AiOT-Beschleunigerkarte Inferenz an der Edge

Mustang-V100-MX4 nutzt eine aktive Kühlung für einen Betriebstemperaturtbereich von 5 °C bis 55 °C.

Mit der Mustang-V100-Serie bietet ICP Deutschland eine skalierbare Lösung zur Realisierung von Deep-Learning-Inferenz (DL) an der Edge, die stromsparend ist und eine geringe Latenzzeit aufweist.
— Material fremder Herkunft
PR #13842, opened 2024-06-17
[ROCm] fixed build due to https://github.com/openxla/xla/commit/19c11…

zoranjovanovic-ns:
…baa83f31e25a3f841cf41fa47a53e8ca161

@xla-rotation 
https://github.com/openxla/xla/blob/main/xla/service/gpu/ir_emitter_triton_rocm.cc was partially updated according to the change, but there was missing include directive in it (because of which ROCm build is broken).


i-chaochen:
@ddunl @bchetioui Please check

ddunl (approved):

bchetioui:
Thanks for the fix, and sorry to have broken you!

PR #13879, opened 2024-06-18
[ROCm] Pin amdhip64 soversion in dso loader

draganmladjenovic:
This prevents us accidentally loading a second copy of HIP runtime in local_config_rocm. Do similar for rocblas to guard against ABI break in rocm 6.0.

### DIFF
--- a/third_party/tsl/third_party/gpus/rocm/rocm_config.h.tpl
+++ b/third_party/tsl/third_party/gpus/rocm/rocm_config.h.tpl
@@ -22,5 +22,7 @@ limitations under the License.
 #define TF_MIOPEN_VERSION %{miopen_version_number}
 #define TF_HIPRUNTIME_VERSION %{hipruntime_version_number}
 #define TF_HIPBLASLT %{hipblaslt_flag}
+#define TF_HIPRUNTIME_SOVERSION "%{hip_soversion_number}"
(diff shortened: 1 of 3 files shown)


dimitar-asenov:
@ddunl What is the right way to submit changes to `third_party/tsl`? Is it via a PR such as this, or should it be a PR on some other repo?

ddunl:
Confusingly really the right repo is TensorFlow for the `third_party/tsl/third_party/gpus`. We still have to patch unfortunately. Once I'm done moving TSL (which is my top priority next month as it's taken way too long) I'll start moving the stuff that we use from `third_party/tensorflow/third_party` to the right place and then we won't have to patch.

dimitar-asenov:
Thanks. I will approve this and we'll patch it internally.

dimitar-asenov (approved):

dimitar-asenov:
OK, my approval didn't do anything, because Copybara doesn't think this PR affects any internal files.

An der Edge werden vorwiegend Systeme eingesetzt, die schnelle Entscheidungen ohne Upload in die Cloud treffen sollen. Mit der Mustang-V100-MX4 erweitert ICP Deutschland das Portfolio der KI-Beschleunigerkarte um eine Variante, die mit vier Intel Movidius Myriad X MA2485 Vision Processing Units (VPUs) ausgestattet ist. Die auf dem PCI-Express-Bus basierende Karte lässt sich in eine Vielzahl von Embedded-Systemen integrieren.

Native FP16-Unterstützung, schnelle Portierung und Bereitstellung neuraler Netzwerke im Caffe- oder Tensorflow-Format und ein geringer Stromverbrauch sind Hauptmerkmale der Myriad-X-VPU. Durch die Multi-Channel-Fähigkeit lässt sich jede einzelne VPU eine andere DL-Topologie zuweisen, um simultane Berechnungen auszuführen. AlexNet, GoogleNet, Yolo Tiny, SSD300, ResNet, SqueezeNet oder MobileNet sind nur ein kleiner Teil der unterstützten Topologien. Die Kompatibilität mit dem Open Visual Inference Neural Network Optimization (OpenVINO) Toolkit von Intel sorgt für eine Performance-Optimierung des eingespielten Trainingsmodelle und nimmt eine passende Skalierung auf das Zielsystem an der Edge vor. Daraus ergibt sich eine Integration ohne langwieriges Trial and Error.

Die Mustang-V100-Serie ist mit einer Vielzahl von gängigen Betriebssystemen wie Ubuntu 16.04, CentosOS 7.4 und Windows 10 IoT kompatibel. Durch den geringen Stromverbrauch von 2,5 W pro VPU beziehungsweise 15 W Gesamtverbrauch der Mustang-V100-MX4 eignet sie sich damit besonders für Low-Power-KI-Anwendungen. Neben der Mustang-V100-MX4 mit vier VPUs bietet ICP Deutschland auch eine PCIe-Variante mit acht VPUs sowie Varianten, die auf dem Mini-PCIe- und M.2-Bus basieren.